(Collected data)
PR #3284, opened 2025-02-21
Store last selected game version and platform for download modal

### LINKED ISSUE #2332: The download modal should remember what was selected

- [X] I checked the [existing issues](https://github.com/modrinth/code/issues) for duplicate feature requests
- [X] I have checked that this feature request is not on our [roadmap](https://roadmap.modrinth.com)

Website

When downloading mods, I usually stick to a single loader. And I don't change versions that often. Now I'll admit that I don't manually download mods that often, but it'd seem nice if the quick download modal would pre-select what was previously already selected. Especially if you're downloading more than 1 project

The quick download modal should store the last selected game-version + loader, and pre-select that the next time you try to download a project.

_No response_

### Additional context

The download modal does currently store your selected version, there's just no persistence and it gets cleared as soon as you navigate to a different project

denisJaved:
Stores last user selected game version and platform (aka modloader) to retrive them before openning download modal.

Resolves #2332

### DIFF
--- a/apps/frontend/src/pages/[type]/[id].vue
+++ b/apps/frontend/src/pages/[type]/[id].vue
@@ -241,22 +241,7 @@
             </div>
           </div>
           <div class="mx-auto flex w-fit flex-col gap-2">
-            <ButtonStyled v-if="project.game_versions.length === 1">
-              <div class="disabled button-like">
-                <GameIcon aria-hidden="true" />
-                {{
-                  currentGameVersion
-                    ? `Game version: ${currentGameVersion}`
-                    : "Error: no game versions found"
-                }}
-                <InfoIcon
-                  v-tooltip="`${project.title} is only available for ${currentGameVersion}`"
-                  class="ml-auto size-5"
-                />
-              </div>
-            </ButtonStyled>
             <Accordion
-              v-else
               ref="gameVersionAccordion"
               class="accordion-with-bg"
               @on-open="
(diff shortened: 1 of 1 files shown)


apps/frontend/src/pages/[type]/[id].vue
```diff
@@ -1090,7 +1060,18 @@ const licenseIdDisplay = computed(() => {
     return id;
   }
 });
-
+function setSelectedGameVersion(version) {
+  userSelectedGameVersion.value = version;
+  if (import.meta.client) {
```
Comment (IMB11) [inline apps/frontend/src/pages/[type]/[id].vue:1065]: Rather than actually calling localStorage, it might be best to use `useLocalStorage` composable provided by vueuse, which handles the `import.meta.client` stuff for you automatically.

Also, make sure that it correctly falls back to undefined/not set if the local storage game version isn't actually supported by the project.

apps/frontend/src/pages/[type]/[id].vue
```diff
@@ -244,22 +244,7 @@
           </div>
 
           <div class="mx-auto flex w-fit flex-col gap-2">
```
Comment (IMB11) [inline apps/frontend/src/pages/[type]/[id].vue:246]: Why was this removed? "Error: no game versions found"

apps/frontend/src/pages/[type]/[id].vue
```diff
@@ -341,26 +326,8 @@
                 :disabled="!!versionFilter"
               />
             </Accordion>
```
Comment (IMB11) [inline apps/frontend/src/pages/[type]/[id].vue:328]: Same here, why was this removed?

IMB11 (changes requested):
Overall the idea is good, but the implementation is not up to par with the code quality we expect, you also removed some things that shouldn't have been removed.

Please read my suggestions, thanks. :+1:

# [Task to complete]
Scan the lines above, and whenever one holds the string "Comment", copy it.

# [Response]
Comment (IMB11) [inline apps/frontend/src/pages/[type]/[id].vue:1065]: Rather than actually calling localStorage, it might be best to use `useLocalStorage` composable provided by vueuse, which handles the `import.meta.client` stuff for you automatically.
Comment (IMB11) [inline apps/frontend/src/pages/[type]/[id].vue:246]: Why was this removed? "Error: no game versions found"
Comment (IMB11) [inline apps/frontend/src/pages/[type]/[id].vue:328]: Same here, why was this removed?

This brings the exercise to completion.